▶ **EXERCISE DESCRIPTION**
Pick out each line of the records that includes the string "particular", and copy it.

▶ **Extracted records**

PR #78, opened 2015-09-09
Add Descriptor Installation Phase

rmorshea:
At the moment appending attributes to an instance that are required by descriptors during `instance_init` involves copying and pasting `__new__` into the inherited class with that additional bit of logic. This pr makes no changes to the logic of `__new__` and simply compartmentalizing descriptor installation in a hook that can be overwritten to add these kinds of attributes. The most immediate use case I can Imagine for this change would be custom event handlers which build on the logic of the new decorator api to store callbacks on the instance.

### DIFF
--- a/traitlets/traitlets.py
+++ b/traitlets/traitlets.py
@@ -684,23 +684,18 @@ class HasTraits(py3compat.with_metaclass(MetaHasTraits, object)):
             inst = new_meth(cls)
         else:
             inst = new_meth(cls, **kw)
-        inst._trait_values = {}
-        inst._trait_notifiers = {}
+
+        # Some descriptors raise AttributeError like zope.interface's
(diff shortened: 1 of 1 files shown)


SylvainCorlay:
@rmorshea I am changing this logic in https://github.com/ipython/traitlets/pull/70

rmorshea:
@SylvainCorlay I hadn't seen the changes you made there, but I did it this way because I thought it seemed redundant to make that check on the first, and all subsequent descriptors that require a particular attribute.

However keeping things on the Descriptors makes things cleaner. Maybe there should be a descriptor class method that's called once per type of descriptor attached to an instance?

rmorshea:
I'll close this for now though and duplicate this comment on your branch.

PR #80, opened 2015-09-15
Pass Trait to Validator Method

rmorshea:
Keeps with the old validator signature by including the corresponding TraitType in the proposal dict instead of the trait name. Accessing the metadata on a particular TraitType seems more important than passing the trait name which you can get from `trait.name` anyway.


SylvainCorlay:
Makes sense.

rmorshea:
@minrk seem reasonable?

minrk:
Yes, I think so.

PR #82, opened 2015-09-16
Modularize TraitType Get

rmorshea:
Abstract `get` from `__get__` similarly to `set` and `__set__`

Example involving an "on get" notifier using `@retrieve` like `@observe`:

```python
# The `@retrieve` decorator
def retrieve(name):
    return RetrieveHandler(name)

# Registers notifiers which are called 'on get'
class RetrieveHandler(EventHandler):

    def __init__(self, name):
        self._name = name

        if not hasattr(inst, '_retrieve_handlers'):
            inst._retrieve_handlers = {}
        if self._name in inst._retrieve_handlers:
            raise TraitError("A retriever for the trait '%s' has "
                             "already been registered" % self._name)
        method = types.MethodType(self.func, inst)
        inst._retrieve_handlers[self._name] = method

# Mixin for TraitTypes enabling them to work with `@retrieve`
class OnGetMixin(object):

    def __get__(self, obj, cls=None):
        if obj is None:
            return self
        value = super(OnGetMixin,self).get(obj, cls)
        if self.name in obj._retrieve_handlers:
            method = obj._retrieve_handlers[self.name]
            value = method({'value': value, 'owner':obj, 'trait':self})
        return value
```

### DIFF
--- a/traitlets/traitlets.py
+++ b/traitlets/traitlets.py
@@ -425,6 +425,25 @@ class TraitType(BaseDescriptor):
             if self.name is not None:
                 obj._trait_values[self.name] = v
 
+    def get(self, obj, cls):
+        try:
+            value = obj._trait_values[self.name]
+        except KeyError:
+            # Check for a dynamic initializer.
+            dynamic_default = self._dynamic_default_callable(obj)
+            if dynamic_default is None:
+                raise TraitError("No default value found for %s trait of %r"
+                                 % (self.name, obj))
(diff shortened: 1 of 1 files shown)


minrk:
seems sensible. This is so `get` may be more easily overridden, I presume? Can you link a use case for that?

rmorshea:
@minrk, I added an example to the description.

minrk:
Thanks.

▶ **RESPONSE**
@SylvainCorlay I hadn't seen the changes you made there, but I did it this way because I thought it seemed redundant to make that check on the first, and all subsequent descriptors that require a particular attribute.
Keeps with the old validator signature by including the corresponding TraitType in the proposal dict instead of the trait name. Accessing the metadata on a particular TraitType seems more important than passing the trait name which you can get from `trait.name` anyway.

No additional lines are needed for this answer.